For formatting a date-time denoting 5 days ago the two formatters will be equivalent. They will not be equivalent for all possible dates, neither for formatting nor for parsing.
Let’s try them out:
DateTimeFormatter yyyyMmDd = DateTimeFormatter.ofPattern("yyyy-MM-dd");
int[] yearsToTest = { -900_000_000, -10_000, -2, 0, 1, 2017, 2099, 9999, 10_000, 900_000_000 };
for (int year : yearsToTest) {
LocalDate date = LocalDate.of(year, Month.DECEMBER, 2);
String dateFormattedIso = date.format(DateTimeFormatter.ISO_LOCAL_DATE);
String dateFormattedYyyyMmDd = date.format(yyyyMmDd);
String diff = dateFormattedIso.equals(dateFormattedYyyyMmDd) ? "Same" : "Different";
System.out.format("%-18s%-18s%s%n", dateFormattedIso, dateFormattedYyyyMmDd, diff);
}
The above snippet prints:
-900000000-12-02 +900000001-12-02 Different
-10000-12-02 +10001-12-02 Different
-0002-12-02 0003-12-02 Different
0000-12-02 0001-12-02 Different
0001-12-02 0001-12-02 Same
2017-12-02 2017-12-02 Same
2099-12-02 2099-12-02 Same
9999-12-02 9999-12-02 Same
+10000-12-02 +10000-12-02 Same
+900000000-12-02 +900000000-12-02 Same
So for formatting it seems they are equivalent for years in the common era (“AD”), but not for years before the common era. yyyy
respects that there is no year 0, so a year of 0 in the LocalDate
is rendered as year 1. It is understood that it is BCE, this information is not printed.
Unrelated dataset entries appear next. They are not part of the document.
PR #2660, opened 2023-09-03
Polyfill `path/posix` library when building

ianyong:
### Description

Node.js APIs are only available in Node.js environments (and not browser environments). In order to make use of Node.js APIs in the browser, Webpack includes polyfills of these APIs (libraries that contain the same or similar API but are implemented in pure JavaScript so that they can be run in the browser).

Webpack appears to polyfill the `path` module by default, but not the `path/posix` module. This PR adds the `path-browserify` library as a polyfill for `path/posix`. Note that the lock file does not change because Webpack already depends on `path-browserify`.

Fixes the build issue seen in #2655.

Relevant js-slang PR: https://github.com/source-academy/js-slang/pull/1470

### Type of change

### How to test

1. Bump js-slang to v1.0.34.
1. Run `yarn run build` and verify that there are no errors.

### Checklist

- [x] I have tested this code

### DIFF
--- a/craco.config.js
+++ b/craco.config.js
@@ -46,6 +46,7 @@ const cracoConfig = (module.exports = {
         'http': require.resolve('stream-http'),
         'https': require.resolve('https-browserify'),
         'os': require.resolve('os-browserify/browser'),
+        'path/posix': require.resolve('path-browserify'),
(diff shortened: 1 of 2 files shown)


RichDom2185 (approved):
LGTM, thanks for the quick fix!

PR #2670, opened 2023-09-09
Use `SimpleDropdown` to reduce code duplication

RichDom2185:
### Description

Reduces code duplication.

### Type of change

### Checklist

- [x] I have tested this code


src/commons/navigationBar/subcomponents/NavigationBarLangSelectButton.tsx
```diff
@@ -35,29 +35,16 @@ const NavigationBarLangSelectButton = () => {
     setIsOpen(false);
   };
 
+  console.log('lang', lang); // FIXME: Not updating
+
```
RichDom2185, line 39: For some reason this change introduces a regression: The currently selected option is cleared on refresh (and defaults back to JS, even if the playground is already set to the correct language).

RichDom2185 (commented):
Just need to find out the root cause of this and fix, then we can merge.

sayomaki:
@RichDom2185 I see this PR is stalled for quite a while already, so I have gone ahead and did some simple analysis & investigation for the problem. 

The issue was related to how React tracks state and props, especially in the `useState` hook, as the initial value of `useState` is only considered during component **mount**, but otherwise discard in component **re-render**. Thus, this brings us to the question, does `SimpleDropdown` really needs to maintain its own state over the selected value?

If we look again at what state it is handling (`selectedValue`), we can see that it is not really needed, as any changes in `selectedValue` (that is triggered by the clicking of the inner `MenuItem` component) will be propagated upwards through the onClick event, which will eventually cause an update in the `lang` value (or any value that is tied to the current `defaultValue` prop on `SimpleDropdown`). [Here is something worth reading that goes into more detail for `useState` and props.](https://tkdodo.eu/blog/putting-props-to-use-state) Therefore, I suggest doing away with its own internal state for the `SimpleDropdown` wrapper, and to rename `defaultValue` to `selectedValue` for better representation of its functionality.

This will not affect how the dropdown works, as this is handled and managed by the inner `Popover2` component instead, which holds and controls its own state (to render or not render the dropdown) which is unrelated to the scope of the `SimpleDropdown` wrapper. 

As a side issue, the `MenuItem` component rendered within `SimpleDropdown` also does not have a key property, which did exist previously and is good practice to have one when dealing with multiple same component children.

I will be pushing and updating these changes accordingly, and this completes the refactor to `SimpleDropdown`, bringing this PR out of the (stalled) draft state. I have also updated the relevant files that currently uses `SimpleDropdown` (which is Grading.tsx), could you kindly help me check and verify that there are no regressions introduced caused by the change in the implementation of `SimpleDropdown`? 

As for the tests I'm not sure if my changes are the best way to go with, so do let me know your comments if you have any.

RichDom2185 (commented):
> ... could you kindly help me check and verify that there are no regressions introduced caused by the change in the implementation of `SimpleDropdown`?
> 
> As for the tests I'm not sure if my changes are the best way to go with, so do let me know your comments if you have any.

Looks good! I've also tested `Grading.tsx` locally and there seem to not be any regressions.

Thanks for helping out with this PR! Unfortunately, I can't approve it (because I authored the PR), but I can enable an auto-merge. Once you approve the PR, the auto-merge will automatically merge this PR into master.

Thanks once again!

sayomaki:
> Looks good! I've also tested `Grading.tsx` locally and there seem to not be any regressions.

Thanks! Alright, I'll wait for a 3rd person opinion on this (since I authored a significant portion of the code), and I think it should be auto-merged once approved with no outstanding issues.

PR #2675, opened 2023-09-11
Provide Module Side Content with more packages

leeyi45:
Source modules use several packages that are already available on the frontend. This means that these packages should not have to be bundled with Source modules. These packages are:
- `react` and `react/jsx-runtime` (both are necessary to maintain compatibility with both the old and new types of JSX transform)
- `react-dom`
- `react-ace`
- `@blueprintjs/core`,  `@blueprintjs/icons`,  `@blueprintjs/popover2`
- `js-slang`
If there are any other packages that fall under this category, I will modify this PR to further include them.

This PR makes these other packages available to the Source modules.

This PR also fixes an issue where even with folder mode disabled, files that had been previously created could still be imported

### DIFF
--- a/src/commons/editor/tabs/utils.ts
+++ b/src/commons/editor/tabs/utils.ts
@@ -1,4 +1,4 @@
-import * as path from 'path';
+import { posix as pathlib } from 'path';
 
 /**
  * Returns the shortest file paths that is uniquely identifiable among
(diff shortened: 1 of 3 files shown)


RichDom2185 (approved):
LGTM, thanks! Perhaps we can document which packages are accessible in the modules repo (something like "refer to file XXX for the list of available packages")?

leeyi45:
> LGTM, thanks! Perhaps we can document which packages are accessible in the modules repo (something like "refer to file XXX for the list of available packages")?

Good idea I'll update the modules wiki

The ISO formatter takes the year literally, with sign and all.
You may obtain the behaviour of ISO_LOCAL_DATE
by using uuuu
instead of yyyy
.
“Local” here just means without time zone, in turn meaning that the time zone information from your ZonedDateTime
isn’t printed, which you wouldn’t have expected anyway.